Sans aucune brutalité (sinon morale), un film noir, profond
et qui se paye le luxe d’être parfois horriblement drôle.
L’apparition d’un personnage qui dit s’appeler Alain
Delon est un monument d’humour monstre…
Dans la forme, c’est un road-movie, quelque part entre le "Papa"
de Maurice Barthélémy, et un Don Quichote post moderne.

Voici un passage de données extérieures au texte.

PR #18788, opened 2024-04-24
Modification for kdump for remote server dump

bilal-ismail:
#### Why I did it
For pre-boot initialization of network interfaces.
For my case, I had to test and implement the remote kdump file transfer using SSH and the crash kernel did not load configs from /etc/network/interfaces config file.

#### How I did it
1) New file created for a custom script, "network-interface-preboot-init"
2) Modified the "build_debian.sh" file for adding this to the initramfs-tools/scripts/ directory.

#### How to verify it
After this change the remote SSH kdump file transfer would be possible because network not reachable issue arose as the default "vmliuz" image did not change state of the interfaces to "UP" on crash kernel load. Neither did it load configs from /etc/network/interfaces config file.


bilal-ismail:
Build failed due to library versioning that i had not made any changes to. Will try to resolve this issue.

Dans le fond, c’est une balade (ballade aussi) de la désespérance,
où un drôle de solitaire s’accroche à une
épave humaine, et vice-versa. Au bout du voyage, nul épanchement
de sentiments, aucune concession pour un happy-end ou quelque chose
qui y ressemblerait. Les mêmes nuages, le même blues fantomatique,
dans une campagne belge sinistrée, plus triste que tout ce
qu’on peut imaginer sur ce pays, et en même temps magnifiquement
montrée, loin des clichés urbains habituels. Bouli Lanners
filme comme il joue, en prenant son temps, en laissant filer les nuages,
la route, les conversations absurdes. On sent une énorme tendresse
sous sa carapace d’ours mal léché.
Pas exactement une comédie hilarante, pas non plus une propagande
touristique pour la Belgique profonde, juste une peinture pleine d’expression
d’une poignée de désespérés de la
vie, d’artistes de la mélancolie.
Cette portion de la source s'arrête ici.